K. Doering, D. C. Van Aken, Missouri University of Science and Technology, Rolla, MO; R. L. Hanks, K. A. Young, R. J. Lederich, Advanced Manufacturing R&D, Boeing Phantom Works, St. Louis, MO
Machining of titanium to less than 0.080 thickness is required to take full advantage of titanium's specific properties and make it competitive with other materials. These pocketed machined parts are often composed of thin rib-stiffeners coupled to a thin floor or web. As the machined thickness is decreased, machining has the potential to alter both static and fatigue properties as a result of surface deformation and residual stress. In this paper, Ti-6Al-4V plate was machined to various thicknesses (0.020 to 0.120) to determine the change in static and dynamic properties. The most notable change in static properties with thickness is a loss of tensile ductility (~25% decrease) at gages thinner than 0.080. A loss in ultimate tensile strength was observed at a gage thickness less than 0.040. Fatigue performance was investigated using three different testing configurations on materials that had a nominal thickness of either 0.030 or 0.080. A rib-stiffener machining practice was used to produce the axial fatigue specimens. The fatigue strength at 10^6 cycles of the 0.030 thick gage was approximately 7% lower than the 0.080 thick gage specimens and the thinner gage specimens had lower cyclic life at the higher stress ranges, which corroborates the lower ductility observed in static tests. Bending fatigue studies using Krouse-type specimens are being conducted to better assess the effects of machining on the surface. These tests are being conducted using a servohydraulic test frame in load control. Sub-component testing on a 0.030 nominal thickness pocketed web and rib specimen with 0.120 fillet radius was also conducted to quantify the performance improvement resulting from hand blending the machined surface. Finite element analysis was used to determine the surface stress as a function of applied load; and, modeling and test results will be presented at the conference.

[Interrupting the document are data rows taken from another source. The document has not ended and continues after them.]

PR #523, opened 2017-05-11
[MRG+1] MAINT use latest miniconda3 installer

lesteve:
Turns out Miniconda-latest is actually a semi-old miniconda2 installer ...

I'll merge this one if the CIs are green.


aabadie:
LGTM !

PR #525, opened 2017-05-23
CI: Disable Pytest warnings plugin

jcrist:
The new release of pytest adds a plugin to capture all warnings and
output them at the end. This was causing a test failure, as we were
checking that a warning was raised in an external process by checking
the captured stderr. Since the warning is raised in an external process
we can't use `pytest.warns`, and none of the current pytest-warnings
configuration settings allow turning off capturing in a way that works
for this test. For now we disable this plugin entirely.

See https://github.com/pytest-dev/pytest/issues/2430.

### DIFF
--- a/setup.cfg
+++ b/setup.cfg
@@ -16,6 +16,7 @@ universal=1
 addopts =
     --doctest-glob="doc/*.rst"
     --doctest-modules
+     -p no:warnings
 testpaths = joblib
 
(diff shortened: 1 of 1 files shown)


aabadie:
Looking at the problem, I can't find a better solution than the one you propose.

Merging this one. Thanks !

PR #526, opened 2017-05-29
[MRG]: `DeprecationWarning: invalid escape sequence` in Python 3.6

Attractadore:
If python 3.6 is run with the -Wd flags, DeprecationWarnings are thrown whenever a backslash is not used in an escape sequence. I fixed all these warnings, using raw strings where possible and double backslashes otherwise.


lesteve:
LGTM, thanks!

Of course this is not tested so it is likely that other things like this will crop with time but oh well ... we will fix them when DeprecationWarnings turn into errors.

ogrisel:
Thanks @Attractadore!

PR #530, opened 2017-06-06
[MRG+1] Typo "not longer" -> "no longer"

amueller:


aabadie:
Straight forward change, let's merge now. Thanks @amueller !

PR #537, opened 2017-07-19
[WIP] Implement backend requirements and preferences

jcrist:
Adds an initial set of backend preferences and requirements that a call to Parallel can specify. If the active backend meets the requirements and preferences, it will be used over the specified backend in the parallel call.

Currently only two requirements/preferences are implemented:

- `prefer_processes`

  Whether to choose a backend that uses multiple processes over one that uses a single process. Note that this is only a preference and not a strict requirement.

- `require_shared_memory`

  Whether shared memory (a single process) is required. If True, backends that use multiple processes are forbidden.

Supersedes #524.

### DIFF
--- a/joblib/parallel.py
+++ b/joblib/parallel.py
@@ -572,9 +572,10 @@ class Parallel(Logger):
         elif DEFAULT_MP_CONTEXT is not None:
             self._backend_args['context'] = DEFAULT_MP_CONTEXT
 
-        backend, n_jobs = choose_backend_and_n_jobs(backend, n_jobs,
-                prefer_processes=prefer_processes,
-                require_shared_memory=require_shared_memory)
+        backend, n_jobs = choose_backend_and_n_jobs(
+            backend, n_jobs,
+            prefer_processes=prefer_processes,
+            require_shared_memory=require_shared_memory)
 
         if (batch_size != 'auto' and not
                 (isinstance(batch_size, Integral) and batch_size > 0)):
--- a/joblib/parallel.py
+++ b/joblib/parallel.py
@@ -53,6 +53,11 @@ DEFAULT_N_JOBS = 1
 _backend = threading.local()
 
 
+def has_active_backend():
+    """Returns True if an active backend is registered"""
+    return getattr(_backend, 'backend_and_jobs', None) is not None
+
+
 def get_active_backend():
     """Return the active default backend"""
     active_backend_and_jobs = getattr(_backend, 'backend_and_jobs', None)
@@ -102,7 +107,7 @@ def parallel_backend(backend, n_jobs=-1, **backend_params):
         yield backend, n_jobs
     finally:
         if old_backend_and_jobs is None:
-            if getattr(_backend, 'backend_and_jobs', None) is not None:
+            if has_active_backend():
                 del _backend.backend_and_jobs
         else:
             _backend.backend_and_jobs = old_backend_and_jobs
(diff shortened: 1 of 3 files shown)


jcrist:
I'm not set on the keyword names or interface, but I think the defaults make sense (and are compatible with the current implementation).

A few assorted thoughts on the design/implementation:

- One other options I contemplated but decided against was to specify requirements as a set, e.g. `backend_requirements={'shared_memory', ...}`. This would help if many other requirements were added, preventing an explosion of keyword names. However, it would prevent non-boolean requirements. As is I think having individual keywords is more readable and provides greater options in the future.

- I went with `prefer_processes={True,False}` to specify GIL interaction. If a function holds the GIL, we'd prefer to use processes but can use threads. If it doesn't hold the GIL we don't prefer to use processes, but still can. The default is `True`, matching the current joblib defaults.

- The backend and n_jobs go together. Overriding the backend and n_jobs on a `Parallel` call is an all-or-nothing choice; if the `active_backend` is chosen, then the `active_n_jobs` are also chosen. This seemed like the most easy to reason about design.

- One mildly rough edge is that you can't specify `prefer_processes=True` and `requires_shared_memory=True` together. This makes sense, as one invalidates the other. However, it does mean that to require shared memory you need to also specify `prefer_processes=False`. One option would be to merge the keywords together into a single keyword. Something like `use_processes={'preferred', 'forbidden'}`, with the default of `'preferred'`.

- We end up calling `__init__` on the default backend even if it's overridden. This is cheap for all built in backends, and made the implementation more consistent, but may not be cheap for some custom backend. Not sure if that's an issue.

jcrist:
Ping @GaelVaroquaux for review.

GaelVaroquaux:
I have started looking at the code, but before I comment on the specific details, here is a though that we've been having with @ogrisel:

* It might be useful at some point to change the default backend of joblib from processes to threads, the reason being that more and more code are releasing the GIL. A more nuanced approach might be to enable setting the default backend (threads or process).

* Hence, we were wondering whether rather than "prefer_threads" we should not have "prefer={None, 'threads', 'processes'}

What do people think? @ogrisel ?

joblib/parallel.py
```diff
@@ -300,6 +371,14 @@ class Parallel(Logger):
             - finally, you can register backends by calling
               register_parallel_backend. This will allow you to implement
               a backend of your liking.
```
GaelVaroquaux: I think that we need to revisit the docstring and the arguments to deprecate "backend" and replace it by the mechanism of backend specification that you implemented and the default backend.

What do people think?

mrocklin:
> Hence, we were wondering whether rather than "prefer_threads" we should not have `prefer={None, 'threads', 'processes'}`

Not that I'm an expert in Joblib usability, but this change makes sense to me.  I think it's useful to stress that this is "prefers" and not "requires" to algorithm authors.

joblib/parallel.py
```diff
@@ -268,6 +273,72 @@ def effective_n_jobs(n_jobs=-1):
...
+        backend_and_n_jobs = [get_active_backend(), (default_backend, n_jobs)]
+    else:
+        backend_and_n_jobs = [(default_backend, n_jobs)]
+
+    # If shared memory is required, use the first backend that supports it
+    if require_shared_memory:
+        for backend, n_jobs in backend_and_n_jobs:
+            if getattr(backend, 'uses_processes', None) is False:
+                return backend, n_jobs
+        raise ValueError("Unable to satisfy shared memory requirement "
```
TomAugspurger: Looks like this case isn't hit by the test suite. 

This is a silly example, but does hit the code:

```python
choose_backend_and_n_jobs('multiprocessing', 5,
                          require_shared_memory=True, prefer_processes=False)
```

stephen-hoover:
Thanks for tagging me, @TomAugspurger ! I had to read through all of the code changes to figure out exactly what was going on -- it looks to me like this change will require that custom backends add a `uses_processes` attribute or else risk being ignored. A custom backend which doesn't set `uses_processes` will always be skipped by a `Parallel` which uses the default `prefer_processes=True`. This is fine -- I'm aware that custom backends are experimental and subject to breaking interface changes, but this does look like a breaking change for them.

Any chance you could add a `logging.getLogger(__name__).debug` emit when overriding an active backend? I can see this causing maddening bugs if developers assume that their active backend will always be respected.

TomAugspurger:
> it looks to me like this change will require that custom backends add a uses_processes attribute or else risk being ignored.

Hmm, is https://github.com/joblib/joblib/pull/537/files#diff-12c1bd53fbe4c0df54e8edee36f2d2e9R335 the line in question? If so, changing that to `if getattr(backend, 'uses_processes', True) is True:` would I think fix it by assuming backends do use processes unless they say otherwise, but I haven't thought through if that's a good idea.

stephen-hoover:
Yes, that's the line I was looking at. I really don't know what most custom backends look like, so it's hard for me to say what the assumption should be. Defaulting to `True` would look more like behavior in the existing code, IIUC.

ogrisel:
I gave another shot at this (#595) with different semantics in case of constraints violation. See the assertions in the tests for details.

ogrisel:
Closing in favor of #602.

Summary: Machining of titanium to less than 0.080 thickness is required to take full advantage of titaniums specific properties and make it competitive with other materials. These pocketed machined parts are composed of thin rib-stiffeners coupled to a thin floor or web. As the machined thickness is decreased, machining has the potential to alter both static and fatigue properties as a result of surface deformation and residual stress. For example, the compressive residual stress of the machined floor is greater than the rib-stiffener, which is a result of a difference in cutting tool surface used during finish machining.
In this paper, Ti-6Al-4V plate was machined to various thicknesses (0.020 to 0.120) to determine the change in static and dynamic properties. A rib-stiffener machining practice was used to produce the various gage thicknesses. The most notable change in static properties with thickness is a loss of tensile ductility (~25% decrease) at gages thinner than 0.080. A loss in ultimate tensile strength was observed at a gage thickness less than 0.040.
Fatigue performance was investigated using three different testing configurations on materials that had a nominal thickness of either 0.030 or 0.080. A rib-stiffener machining practice was used to produce the axial fatigue specimens. Water-jet cutting was used to produce an hourglass shape with radii of 2 inches and gage width of 0.25 inches that resulted in an edge stress concentration factor of 1.04. All specimen edges were polished after water-jet cutting to remove surface damage from the abrasive cutting. Fatigue tests were performed in load control with R(Smin/Smax) = 0.1 and using a sinusoidal waveform at 10 Hz. The fatigue strength at 10^6 cycles of the 0.030 thick gage was approximately 7% lower than the 0.080 thick gage specimens and the thinner gage specimens had lower cyclic life at the higher stress ranges, which corroborates the lower ductility observed in static tests. Most of the axial fatigue failures initiated at the specimen edge, but approximately 35% initiated at the machined surface. Bending fatigue studies using Krouse-type specimens are being conducted to better assess the effects of fatigue crack nucleation on the machined surface. Sub-component testing on a 0.030 nominal thickness pocketed web and rib specimen with 0.120 fillet radius was also conducted to quantify the performance improvement resulting from hand blending the machined surface. Finite element analysis was used to determine the surface stress as a function of applied load; and, the results from modeling and testing will be presented at the conference.